Second basemen, of course, are notoriously short-lived in the league, or so the received wisdom goes. I went ahead and re-ran the model for years 8+, 9+, and 10+, and in each case, second basemen came out as having significantly higher hazard ratios, in the range of 1.15-1.2 (that is, a 15-20 percent increased risk of leaving MLB relative to the other players). This ratio is considerable, given the huge amount of money recently given to a certain free agent second baseman (I’ll return to this point). As a side note, although my analysis can’t speak to the reasons underlying the accelerated attrition of second basemen, the usual explanation given is related to the difficulty and strain of turning the double play in the presence of sliding baserunners. The designated hitter result never becomes significant, largely owing to the fact that the sample size is so much smaller than the others (since the DH rule came into being in 1973).

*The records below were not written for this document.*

Issue #1443, opened 2019-08-29
On Windows some imports cannot be resolved


mmews-n4:
This issue happens only on the windows platform when compiling N4JS code which compiles fine on MacOS platform.

`@issue: ERROR:Cannot resolve import target :: resolving simple module import : found no matching modules (file:///C:/.../node_modules/n4js-runtime-ecma402/src/n4js/Date.n4jsd line : 13 column : 37)`

PR #1446, opened 2019-08-29
GH-1443: On Windows some imports cannot be resolved

mmews-n4:
see #1443

### DIFF
--- a/plugins/org.eclipse.n4js/src/org/eclipse/n4js/internal/N4JSProjectSourceContainer.java
+++ b/plugins/org.eclipse.n4js/src/org/eclipse/n4js/internal/N4JSProjectSourceContainer.java
@@ -45,7 +45,8 @@ public class N4JSProjectSourceContainer extends AbstractSourceContainer implemen
 	public SafeURI<?> getLocation() {
 		String location = getRelativeLocation();
 		if (!Strings.isEmpty(location)) {
-			return project.getLocation().appendPath(getRelativeLocation());
+			String linuxPath = location.replaceAll("\\\\", "/");
+			return project.getLocation().appendPath(linuxPath);
 		}
 		return project.getLocation();
 	}
--- a/plugins/org.eclipse.n4js/src/org/eclipse/n4js/internal/N4JSProjectSourceContainer.java
+++ b/plugins/org.eclipse.n4js/src/org/eclipse/n4js/internal/N4JSProjectSourceContainer.java
@@ -10,10 +10,13 @@
  */
 package org.eclipse.n4js.internal;
 
+import java.io.File;
+
 import org.eclipse.n4js.projectDescription.SourceContainerType;
 import org.eclipse.n4js.projectModel.IN4JSProject;
 import org.eclipse.n4js.projectModel.IN4JSSourceContainer;
 import org.eclipse.n4js.projectModel.locations.SafeURI;
+import org.eclipse.n4js.utils.OSInfo;
 import org.eclipse.xtext.naming.QualifiedName;
 import org.eclipse.xtext.util.Strings;
 
@@ -45,7 +48,7 @@ public class N4JSProjectSourceContainer extends AbstractSourceContainer implemen
 	public SafeURI<?> getLocation() {
 		String location = getRelativeLocation();
 		if (!Strings.isEmpty(location)) {
-			String linuxPath = location.replaceAll("\\\\", "/");
+			String linuxPath = OSInfo.isWindows() ? location.replace(File.separatorChar, '/') : location;
 			return project.getLocation().appendPath(linuxPath);
 		}
 		return project.getLocation();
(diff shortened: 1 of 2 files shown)


plugins/org.eclipse.n4js/src/org/eclipse/n4js/internal/N4JSProjectSourceContainer.java
```diff
@@ -45,7 +45,8 @@ public IN4JSProject getProject() {
 	public SafeURI<?> getLocation() {
 		String location = getRelativeLocation();
 		if (!Strings.isEmpty(location)) {
-			return project.getLocation().appendPath(getRelativeLocation());
+			String linuxPath = location.replaceAll("\\\\", "/");
```
mor-n4: Not sure it's always correct to replace backslash with slash under non-windows platforms.

So, assuming `#getRelativeLocation()` returns a file system path as a string, I'd do something like:
```java
String linuxPath = File.separatorChar != '/' ? location.replace(File.separator, "/") : location;
```
(note that I use `#replace()` instead of `#replaceAll()` to avoid the need for `Pattern#quote()`)

Ideally, if `File.separatorChar!='/'`, we would also have to escape existing forward slashes somehow before changing `File.separatorChar` to `'/'`.

plugins/org.eclipse.n4js/src/org/eclipse/n4js/projectModel/locations/SafeURI.java
```diff
@@ -60,15 +60,14 @@ protected SafeURI(URI wrapped) {
...
-		} else {
-			for (String segment : segments) {
-				Preconditions.checkArgument(segment.length() > 0, "'%s'", given);
-			}
+
+		final int segCountMax = given.hasTrailingPathSeparator() ? segments.size() - 1 : segments.size();
+		for (int i = 0; i < segCountMax; i++) {
+			String segment = segments.get(i);
+			Preconditions.checkArgument(segment.length() > 0, "'%s'", given);
+			Preconditions.checkArgument(!segment.contains("\\")); // could happen on Windows platform
```
mor-n4: Similar as above. Backslash might appear in a segment on some non-Windows platform.

mmews-n4: How would a backslash on non-windows (which would not be semantically a slash) translate to a windows path in some URI?

mmews-n4: In other words, you like to allow backslashes in URIs? (However, not on Windows.)

mor-n4: I would have to check how macOS or Linux behave, but in principle a back slash might be a valid character for folder names on some non-Windows platform. In a URI it would have to be escaped, though I'm not even sure that escaping of backslash is strictly required by the standard, but at least it is good practice.

mor-n4: I just checked: on macOS backslash is working fine in file/folder names when using the command line (also file name completion with TAB supports it by auto-inserting additional backslashes for escaping).

mmews-n4: I see, thanks!

szarnekow: I have the feeling that this discussion should be about encoded / decoded URIs instead. Would URI.encode / decode handle backslashes correctly?

mor-n4: I don't think so, because as far as I understand the code, `Preconditions.checkArgument(!segment.contains("\\"))` is imposing a rule about what characters an individual segment may contain, no matter if they are URI-encoded or not.

BUT: in case `URI#segmentsList()` does not guarantee to return decoded strings (I don't know if it does), then the current code will "overlook" invalid backslashes if they are encoded, which is an unrelated problem (but not critical, I guess).

mmews-n4: @szarnekow I am not sure how you mean that. Let me explain what I have in my mind.

My intention was to disallow backslashes in URIs on windows (and throw exceptions). The reason for this was that backslashes are forbidden as part of folder or file names on windows. However, as @mor-n4 pointed out, backslashes actually can be part of folder or file names on e.g. MacOS, and hence should be supported on these OSs.

To en-/decode backslashes on Windows would mean that there is a directory named for instance "direc%5Ctory". To create its URI, we use the string "direc\tory" and get after encoding its URI direc%5Ctory"?

szarnekow: > My intention was to disallow backslashes in URIs on windows (and throw exceptions). 

Ok, I understand. In that case, I like the last patchset. It looks good to me.

mmews-n4:
thanks!

Issue #1449, opened 2019-08-30
On windows case-insensitive environment variables names are not respected


mmews-n4:
This results in a problem when searching for binaries in the PATH variable and adjusting the PATH variable (or others) to add other paths.

PR #1450, opened 2019-08-30
GH-1449: On windows case-insensitive environment variables names are not respected 

mmews-n4:
see #1449

### DIFF
--- a/plugins/org.eclipse.n4js/src/org/eclipse/n4js/binaries/Binary.java
+++ b/plugins/org.eclipse.n4js/src/org/eclipse/n4js/binaries/Binary.java
@@ -154,12 +154,12 @@ abstract public class Binary {
 			return defaultName;
 		}
 		if (OSInfo.isWindows()) {
-			if (System.getenv(PATH) == null) {
+			if (System.getenv(defaultName) == null) {
 				return defaultName;
 			}
-			final String lSimilarName = defaultName.toLowerCase();
+
 			for (String prop : environment.keySet()) {
-				if (lSimilarName.equals(prop.toLowerCase())) {
+				if (defaultName.equalsIgnoreCase(prop)) {
 					return prop;
 				}
 			}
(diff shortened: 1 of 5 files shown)


mmews-n4:
@mor-n4 Note that the fix is in method `updateEnvironment(...)` only. The remaining changes are refactorings to reduce code duplications.

plugins/org.eclipse.n4js/src/org/eclipse/n4js/binaries/Binary.java
```diff
@@ -107,37 +137,67 @@ default String getDescription() {
...
+		if (environment.containsKey(defaultName)) {
+			return defaultName;
+		}
+		if (OSInfo.isWindows()) {
+			if (System.getenv(PATH) == null) {
+				return defaultName;
+			}
+			final String lSimilarName = defaultName.toLowerCase();
+			for (String prop : environment.keySet()) {
+				if (lSimilarName.equals(prop.toLowerCase())) {
```
mor-n4: very minor: you could use `String#equalsIgnoreCase()` instead of converting to lower case twice.

plugins/org.eclipse.n4js/src/org/eclipse/n4js/binaries/Binary.java
```diff
@@ -107,37 +137,67 @@ default String getDescription() {
...
+	}
+
+	/** Deals with case-insensitivity on environment variables on windows platform */
+	protected String findActualPropertyNameOrDefault(Map<String, String> environment, String defaultName) {
+		if (environment.containsKey(defaultName)) {
+			return defaultName;
+		}
+		if (OSInfo.isWindows()) {
+			if (System.getenv(PATH) == null) {
+				return defaultName;
```
mor-n4: I don't understand the rationale for this case. Why does the return value of such a general-purpose utility method depend on the specific environment variable "PATH"?

plugins/org.eclipse.n4js/src/org/eclipse/n4js/binaries/Binary.java
mmews-n4: True, although I think that this change decreases performance of this loop. Change it anyway for readability.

The length of time for which players remain useful and employed is of vital importance, not only to the emotional health of fans but for the economics of the front office. Because of the complexities in predicting career length, making sound conclusions on this subject is no trivial task. But with a little help from a different kind of model, I find that players at different positions have substantially different rates of attrition.
Most obviously, pitchers are never a sure thing, a lesson to which we have all grown accustomed. Even among position players, though, interesting patterns predominate, wherein players higher up on the defensive spectrum seem to last longer than the designated hitters and first basemen who contribute less defensive value. Finally, in examining a later-career sample of players, I see a kernel of truth to the old folk tale that second basemen rarely last long.
I think that result is worth dwelling on, especially in the context of Robinson Cano’s enormous 10-year contract. To summarize that episode: In a stunning reversal of their usual roles, the Seattle Mariners poached Cano from the deep-pocketed Yankees with an unexpected $240M offer. At the time, I chalked it up to the Yankee’s newfound desire to keep a slim and agile payroll. That explanation handily exploded when the Yankees went on their annual spending spree, leaving me confused as to why they’d let Cano walk.
The Yankees supposedly offered a greater annual value but wanted Cano to sign for fewer years. Randy Levine said at the time, “We just don't believe our policy is for players over 30 years old, we don't believe in 10-year contracts.”
It may be that the Yankees dodged a bullet in avoiding Cano’s decadal contract. With the increased risk the model predicts for aging second basemen, the years and money owed to Cano look even worse than they did at the time. Cano may be the rare second baseman who bucks the trend (see Rogers Hornsby), but for a team already on the hook for considerable risk, the statistics portend a potential disaster.